Изменить стиль страницы

По закону нужно было один год и один день прожить в городе, чтобы стать его гражданином, а тогда, будь ты хоть вилланом, хоть сервом,[76] а город уже не отдаст тебя сеньору, хотя бы он даже расшибся в лепешку.

— Господин ваш, сэр Саймон Бёрли, прибудет в замок в последних числах февраля!.. — торжественно объявила леди Джоанна. — Садись, Мэтью, ты слишком стар, чтобы стоять у двери.

«А этот парень еще слишком молод, чтобы его усаживать за стол с господами», — подумал Мэтью, покачивая головой.

— Господин ваш велит очистить конюшни к его приезду и, кроме того, наказывает Тому Бэкстону пойти в услужение к сэру Ральфу Броунингу, с которым он подписал об этом соглашение.

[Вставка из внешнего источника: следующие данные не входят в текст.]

PR #1246, opened 2023-05-19
Add python type checking via mypy

phiresky:
## What and Why

This PR adds mypy type checking to the code base and enforces type-correctness via the backend lint.
Based on #1245 to make it easier


phiresky:
I've fixed the ~200 errors that appear with the default settings of mypy.

Strict mode is off in mypy. Enabling strict mode yields 1000 more errors, mostly due to missing type annotations.

I've tried a few tools to auto-add correct type annotations:

* [pyre](https://github.com/facebook/pyre-check) (static inference): works out of the box. adds many type annotations but some fail mypy, needs manual fixes
* [pytype](https://github.com/google/pytype) (static inference): worked with some tweaks. needs manual fixes probably
* [monkeytype](https://github.com/Instagram/MonkeyType) (run-time analysis): Couldn't get it to work, it only wanted to annotate `climateconnect_main.utility.general` nothing else. Possibly some interaction with the django dev server.

backend/chat_messages/consumer.py
```diff
@@ -1,6 +1,6 @@
 import json
 from django.utils import timezone
-from channels.generic.websocket import AsyncWebsocketConsumer
+from channels.generic.websocket import AsyncWebsocketConsumer  # type: ignore
```
positiveimpact, line 3: What do these mean?

backend/climate_match/serializers/question_answer.py
```diff
@@ -34,34 +36,39 @@ class Meta:
...
+                .text  # type: ignore
             )
         return obj.text
 
     def get_answer_type(self, obj: Question) -> str:
+        assert obj.answer_type
         return obj.answer_type.model
 
-    def get_answers(self, obj: Question) -> List:
+    def get_answers(self, obj: Question) -> Any:
```
positiveimpact, line 54: Won't this always be a list? :thinking:

backend/climateconnect_api/management/commands/create_climatematch_data.py
```diff
@@ -136,8 +136,10 @@ def handle(self, *args: Any, **options: Any) -> None:
                 )
                 if "number_of_choices" in question:
                     question_in_db.number_of_choices = question["number_of_choices"]
-                    if "minimum_choices" in question:
-                        question_in_db.minimum_choices = question["minimum_choices"]
+                    if "minimum_choices_required" in question:
+                        question_in_db.minimum_choices_required = question[
```
positiveimpact, line 140: Good catch :+1:

backend/ideas/utility/idea.py
```diff
@@ -125,30 +125,22 @@ def idea_translations(
...
-    ):
-        return (
-            idea.translate_idea.filter(language__language_code=language_code)
-            .first()
-            .name_translation
-        )
+def get_translation(idea: Idea, language_code: str) -> Optional[IdeaTranslation]:
+    if idea.language and language_code != idea.language.language_code:
+        return idea.translate_idea.filter(language__language_code=language_code).first()
+    return None
```
positiveimpact, line 131: We should definitely make these generic all over the code base but for this PR it's okay to do it like this.

backend/organization/management/commands/organization_translation.py
```diff
@@ -36,7 +36,7 @@ def translate_organization(organization: Organization) -> None:
             if "school" in texts:
                 org_translation.school_translation = texts["school"]
             if "about" in texts:
-                org_translation.about = texts["about"]
+                org_translation.about_translation = texts["about"]
```
positiveimpact, line 39: Good catch!

backend/organization/management/commands/project_translation.py
```diff
@@ -7,7 +7,7 @@
 
 
 def translate_project(project: Project) -> None:
-    data = {
+    data: dict[str, Any] = {
```
positiveimpact, line 10: Does this mean the first element should be a string and then there can be any number of following elements of any type? Or does it simply mean all elements in the dict should either be of type "str" or "Any"?

backend/climateconnect_main/utility/general.py
```diff
@@ -10,7 +11,9 @@
 
 
 # source: https://dev.to/ageumatheus/creating-image-from-dataurl-base64-with-pyhton-django-454g
-def get_image_from_data_url(data_url, resize=False, base_width=500):
+def get_image_from_data_url(
+    data_url, resize=False, base_width=500
+) -> tuple[ContentFile, tuple[str, Any]]:
```
positiveimpact, line 16: Here I'm getting  this error when trying to run the backend: 
```
File "/home/chris/climateconnect_env/climateconnect/backend/climateconnect_main/utility/general.py", line 16, in <module>
    ) -> tuple[ContentFile, tuple[str, Any]]:
TypeError: 'type' object is not subscriptable
```

positiveimpact: I'm getting the following hint from vscode to fix this: `Subscript for class "list" will generate runtime exception; enclose type annotation in quotes`

positiveimpact: Same thing in organization/utility/project.py at this position: `def get_project_helpful_connections(
    project: Project, language_code: str
) -> Optional[list[str]]:`

positiveimpact:
```suggestion
) ->"tuple[ContentFile, tuple[str, Any]]":
```

backend/organization/utility/project.py
```diff
@@ -66,61 +67,44 @@ def create_new_project(data: Dict, source_language: Language) -> Project:
...
-        return project.translation_project.get(
-            language__language_code=language_code
-        ).helpful_connections_translation
+        ).first()
+    return None
+
+
+def get_project_helpful_connections(
+    project: Project, language_code: str
+) -> Optional[list[str]]:
```
positiveimpact, line 82:
```suggestion
) -> Optional["list[str]"]:
```
To fix the error I mentioned above.

positiveimpact (commented):
LGTM except one small issue I mentioned in the comments! Once this is fixed this can be merged!

positiveimpact (commented):
LGTM except one small issue I mentioned in the comments! Once this is fixed this can be merged!

backend/organization/management/commands/project_translation.py
phiresky: it means that all keys in the dict are `str` and all values are `any`. That's what most dicts are but python allows many things as dict keys apart from strs

backend/chat_messages/consumer.py
phiresky: it tells mypy that it's ok that the given library does not have type hints (and all things pulled from the library will have type `any` instead of erroring)

backend/climate_match/serializers/question_answer.py
phiresky: probably but it can return Serializer.data which would need some other change to make mypy understand returns a list in this case

backend/climateconnect_main/utility/general.py
positiveimpact: I'm not sure how much effort and risk a python minor version upgrade is. Would you recommend to go for the upgrade or is this a bigger project? What are your thoughts on this @ddhanesha ?

PR #1284, opened 2024-04-01
Added code for adding script that helps with animation

ddhanesha:


positiveimpact:
We could try this option you just found: https://docs.developers.webflow.com/data/docs/devlink-documentation-and-usage-guide

PR #1288, opened 2024-05-16
Pull blog posts from webflow and show them in sitemap

positiveimpact:
## What and Why

As @tobiasrehm pointed out, so far our blog posts were not shown in our sitemap and could therefore not be found on Google. This is because they have dynamic urls and are pulled from webflow. I fixed this, they can now be found in our sitemap and will therefore be visible on Google

## Changes
- Added a function to pull all blogposts in a language from the webflow API
- introduced a new env variable `WEBFLOW_TOKEN` to store our webflow API token

# Danger! add WEBFLOW_TOKEN env variable to server before pushing this update!


frontend/public/lib/webflowOperations.ts
```diff
@@ -0,0 +1,31 @@
+import axios from "axios";
+import { CcLocale } from "../../src/types";
+
+export async function getAllBlogPosts(locale: CcLocale) {
+  const api_token = process.env.WEBFLOW_API_TOKEN
+  const WEBFLOW_LANGUAGES = {
+    de: "e8f987c48323e8e2485564e99263ac0e",
+    en: "08ea600611a6f0978326919b604c81c1"
```
ddhanesha, line 8: Are these random or some keys?

frontend/pages/sitemap/[language_code_dot_xml].tsx
```diff
@@ -155,27 +160,38 @@ const getEntries = async (entryTypePlural, locale, language_code_for_url) => {
...
+
+  if(entryTypePlural === "post") {
+    const blogPosts = await getAllBlogPosts(language_code_for_url ? language_code_for_url : locale);
+    return parseEntries(entryTypePlural, blogPosts, language_code_for_url);
+  }
+
+  try {
+    const resp = await apiRequest({
+      method: "get",
+      url: "/api/sitemap/" + entryTypePlural + "/?page_size=1000",
```
Comment (ddhanesha) [inline frontend/pages/sitemap/[language_code_dot_xml].tsx:173]: Don't we need the full URL here? Otherwise it would use the default URL right?

ddhanesha (approved):

Issue #666, opened 2021-07-14
If Org has no project add this Vector grafic and text


tobiasrehm:

tobiasrehm:
![image](https://user-images.githubusercontent.com/64414429/125600172-467e55df-ee5c-4350-9fbb-6a7396fe50ab.png)

xd link:  https://xd.adobe.com/view/43e90872-89e3-4bf0-8542-0ed6330bcb85-16ba/

tobiasrehm:
bonus: Have multiple images and texts that are shown randomly. Ideally we could add new ones through the backend

positiveimpact:
Voting to keep this.
@ddhanesha @tobiasrehm Could you react to this comment with :+1: (Keep open) or :-1: (Close)?

tobiasrehm:
not on roadmap

PR #1290, opened 2024-05-20
Adding image for no Project/s and Member/s yet in an Org

AnneMerlyn:
## What and Why

- Added the image without background both for the project and member section.
- Remove the old text and added the wrapper to center the image.

This will solve this following issue #666


positiveimpact:
Thanks for submitting this PR! There is a few things we still need to change, some of them not code-related:
- The vector graphic should be displayed only on the logged in user's profile page, not on the organization page. The PR shows the correct image for that but mistakenly describes that it should be on the organization page. That doesn't make sense because orgs are by definition not lonely sailors but multiple people
- The vector graphic should not include text as the text should adapt to the language that the user has chosen (Please fix this @tobiasrehm )

tobiasrehm:
Gruppe 7794

Here is just the sailboat without text as an SVG. 

maybe we could even implement it in a way that we choose from mulitple image an text combos randomly when the page is loading. Similar to how Slack dose it when you have no unread messages:
image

Ну, что вы скажете на это, старики?

— Госпожа моя имеет такую же власть над слугами, как и господин, заметил Аллан.

— Если бы госпожа сегодня же отпустила меня на все четыре стороны да еще дала в придачу тяжелый кошелек серебра, я не тронулся бы с места, побоявшись гнева господина, — возразил Мэтью.

— Ну, будь что будет! — пробормотала леди Джоанна.

Хорошо, что эта лиса Мэтью спит, как сурок. Они опять беседовали громко, даже не опасаясь плохо притворенной двери.

Госпожа перевязывала рану чужому, точно он сам не в силах был это сделать.

— Джек, тебе недолго ждать! — говорила она нежно. — Сэр Саймон меня не любит и никогда не любил, и я это узнала сейчас же после свадьбы. И если папа в Риме разрешит ему развод, он рад будет жениться еще раз на девушке, которая более подходит ему по нраву.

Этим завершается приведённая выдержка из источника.